26.2. Memory layout and object structure
Normally the C structure supporting a regular Python object looks as follows:
object -----> +--+--+--+--+--+--+--+--+--+--+--+--+--+--+--+--+ \
| ob_refcnt | |
+--+--+--+--+--+--+--+--+--+--+--+--+--+--+--+--+ | PyObject_HEAD
| *ob_type | |
+--+--+--+--+--+--+--+--+--+--+--+--+--+--+--+--+ /
| ... |
In order to support the garbage collector, the memory layout of objects is altered to accommodate extra information before the normal layout:
+--+--+--+--+--+--+--+--+--+--+--+--+--+--+--+--+ \
| *_gc_next | |
+--+--+--+--+--+--+--+--+--+--+--+--+--+--+--+--+ | PyGC_Head
| *_gc_prev | |
object -----> +--+--+--+--+--+--+--+--+--+--+--+--+--+--+--+--+ /
| ob_refcnt | \
+--+--+--+--+--+--+--+--+--+--+--+--+--+--+--+--+ | PyObject_HEAD
| *ob_type | |
+--+--+--+--+--+--+--+--+--+--+--+--+--+--+--+--+ /
| ... |
In this way the object can be treated as a normal python object and when the extra information associated to the GC is needed the previous fields can be accessed by a simple type cast from the original object: ((PyGC_Head *)(the_object)-1)
.
As is explained later in the Optimization: reusing fields to save memory section, these two extra fields are normally used to keep doubly linked lists of all the objects tracked by the garbage collector (these lists are the GC generations, more on that in the Optimization: generations section), but they are also reused to fulfill other purposes when the full doubly linked list structure is not needed as a memory optimization.
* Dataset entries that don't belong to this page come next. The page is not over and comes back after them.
PR #293, opened 2019-04-16
[kotlin] Rename compose and composeChild to render and renderChild.

### LINKED ISSUE #265: [kotlin] Rename compose method and concept in docs to render
The `compose` function was originally called `render` in the Swift implementation. After much discussion, we decided to rename to `compose` to avoid suggesting too strong an association with UI (it can return screen data, but can also be any arbitrary value).

However, this is dumb for a few reasons:
 - we're still calling the _type_ `Rendering`
 - "render" is a much more specific verb to represent this specific concept than the super-generic "compose"
 - It turns out Swift never actually got around to renaming everything anyway.

For these reasons, I propose renaming the `State{ful|less}Workflow.compose` method back to `render`.

 - Swift issue: #266

zach-klippenstein:
Closes #265.


zach-klippenstein:
> You missed a couple of test method / test variable names, nothing important.

Already fixed.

Doubly linked lists are used because they efficiently support most frequently required operations. In general, the collection of all objects tracked by GC are partitioned into disjoint sets, each in its own doubly linked list. Between collections, objects are partitioned into “generations”, reflecting how often they’ve survived collection attempts. During collections, the generation(s) being collected are further partitioned into, e.g., sets of reachable and unreachable objects. Doubly linked lists support moving an object from one partition to another, adding a new object, removing an object entirely (objects tracked by GC are most often reclaimed by the refcounting system when GC isn’t running at all!), and merging partitions, all with a small constant number of pointer updates. With care, they also support iterating over a partition while objects are being added to - and removed from - it, which is frequently required while GC is running.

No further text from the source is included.